(WHAT TO PRODUCE) Without changing anything, output the records below.
Segment Start: EXERCISE DATA
Issue #396, opened 2018-09-13
Keep figure functionality in CLI


mducle:
There should be a way to programatically "keep" or "make current" a figure using the command line interface.

Example syntax:

```
import mslice.cli as mc

ws = mc.Load('data.nxs')
mc.PlotSlice(mc.Slice(ws, '|Q|', 'DeltaE'))
mc.KeepFigure()   # Without arguments means it should apply to the last figure plotted.
mc.PlotSlice(mc.Slice(ws, 'DeltaE', '|Q|'))
```

This should produce two slice plot windows, with the second one showing the data transposed with respect to the first one.

In order to enable book-keeping, the `PlotSlice` and `PlotCut` commands should also return the integer number of the plot window, e.g.:

```
hcs = mc.PlotSlice(mc.Slice(ws, '|Q|', 'DeltaE'))
hcc = mc.PlotCut(mc.Cut(ws, 'DeltaE'))

mc.KeepFigure()   # Sets hcc to "kept" (not hcs)
mc.KeepFigure(hcs)
hcs2 = mc.PlotSlice(mc.Slice(ws, 'DeltaE', '|Q|'))

mc.MakeCurrent(hcc)
mc.PlotCut(mc.Cut(ws, 'DeltaE', '|Q|,0,2'), PlotOver=True)
```

This would also allow a `MakeCurrent` command too.

aybamidele:
@martyngigg what do you think of this issue in relation to the mslice projection we're making

aybamidele:
@mducle I have included this feature request as part of #404. While it is still in progress, I believe you can test the functionality in the pull request.

mducle:
@aybamidele Thanks Andre! It works really well!

aybamidele:
@mducle Is it okay to close this issue?

mducle:
@aybamidele Sure!

PR #406, opened 2018-10-17
Define MSlice Projection for CLI

### LINKED ISSUE #404: Define an mslice matplotlib projection
We want to replace the cli `PlotSlice`/`PlotCut` commands with the standard matplotlib `pcolormesh`/`plot` commands but have them understand mslice inputs.

This is done by creating a new [projection type](https://matplotlib.org/devel/add_new_projection.html#creating-a-new-projection) and defining our custom behaviour within it. there is an example of this in the [mantid](https://github.com/mantidproject/mantid/blob/master/Framework/PythonInterface/mantid/plots/__init__.py) code.

The projection will need to be registered when mslice is first imported.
Segment End: EXERCISE DATA
(EXERCISE ANSWER)
Issue #396, opened 2018-09-13
Keep figure functionality in CLI


mducle:
There should be a way to programatically "keep" or "make current" a figure using the command line interface.

Example syntax:

```
import mslice.cli as mc

ws = mc.Load('data.nxs')
mc.PlotSlice(mc.Slice(ws, '|Q|', 'DeltaE'))
mc.KeepFigure()   # Without arguments means it should apply to the last figure plotted.
mc.PlotSlice(mc.Slice(ws, 'DeltaE', '|Q|'))
```

This should produce two slice plot windows, with the second one showing the data transposed with respect to the first one.

In order to enable book-keeping, the `PlotSlice` and `PlotCut` commands should also return the integer number of the plot window, e.g.:

```
hcs = mc.PlotSlice(mc.Slice(ws, '|Q|', 'DeltaE'))
hcc = mc.PlotCut(mc.Cut(ws, 'DeltaE'))

mc.KeepFigure()   # Sets hcc to "kept" (not hcs)
mc.KeepFigure(hcs)
hcs2 = mc.PlotSlice(mc.Slice(ws, 'DeltaE', '|Q|'))

mc.MakeCurrent(hcc)
mc.PlotCut(mc.Cut(ws, 'DeltaE', '|Q|,0,2'), PlotOver=True)
```

This would also allow a `MakeCurrent` command too.

aybamidele:
@martyngigg what do you think of this issue in relation to the mslice projection we're making

aybamidele:
@mducle I have included this feature request as part of #404. While it is still in progress, I believe you can test the functionality in the pull request.

mducle:
@aybamidele Thanks Andre! It works really well!

aybamidele:
@mducle Is it okay to close this issue?

mducle:
@aybamidele Sure!

PR #406, opened 2018-10-17
Define MSlice Projection for CLI

### LINKED ISSUE #404: Define an mslice matplotlib projection
We want to replace the cli `PlotSlice`/`PlotCut` commands with the standard matplotlib `pcolormesh`/`plot` commands but have them understand mslice inputs.

This is done by creating a new [projection type](https://matplotlib.org/devel/add_new_projection.html#creating-a-new-projection) and defining our custom behaviour within it. there is an example of this in the [mantid](https://github.com/mantidproject/mantid/blob/master/Framework/PythonInterface/mantid/plots/__init__.py) code.

The projection will need to be registered when mslice is first imported.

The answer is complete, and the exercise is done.